PR #2587, opened 2021-07-08
test(Tree): Correct `assumeIconAlignment` and `truncate` breakage

lukelooker:


packages/components/src/Tree/TreeStyle.tsx
```diff
@@ -92,13 +94,14 @@ const dividersCSS = css`
 
 interface TreeItemIndentProps extends GenerateIndentProps {
   labelBackgroundOnly: boolean
-  icon?: IconType
+  icon: boolean
```
lukelooker, line 97: Doesn't this come in via `GenerateIndentProps` now? Can we just remove it altogther?

ElliotTheHuman: It totally does. Good call.

ElliotTheHuman (approved):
——————————
| Task statement |
Copy out every line in the records where the word "lukelooker" is found.

| Exercise result |
lukelooker:
lukelooker, line 97: Doesn't this come in via `GenerateIndentProps` now? Can we just remove it altogther?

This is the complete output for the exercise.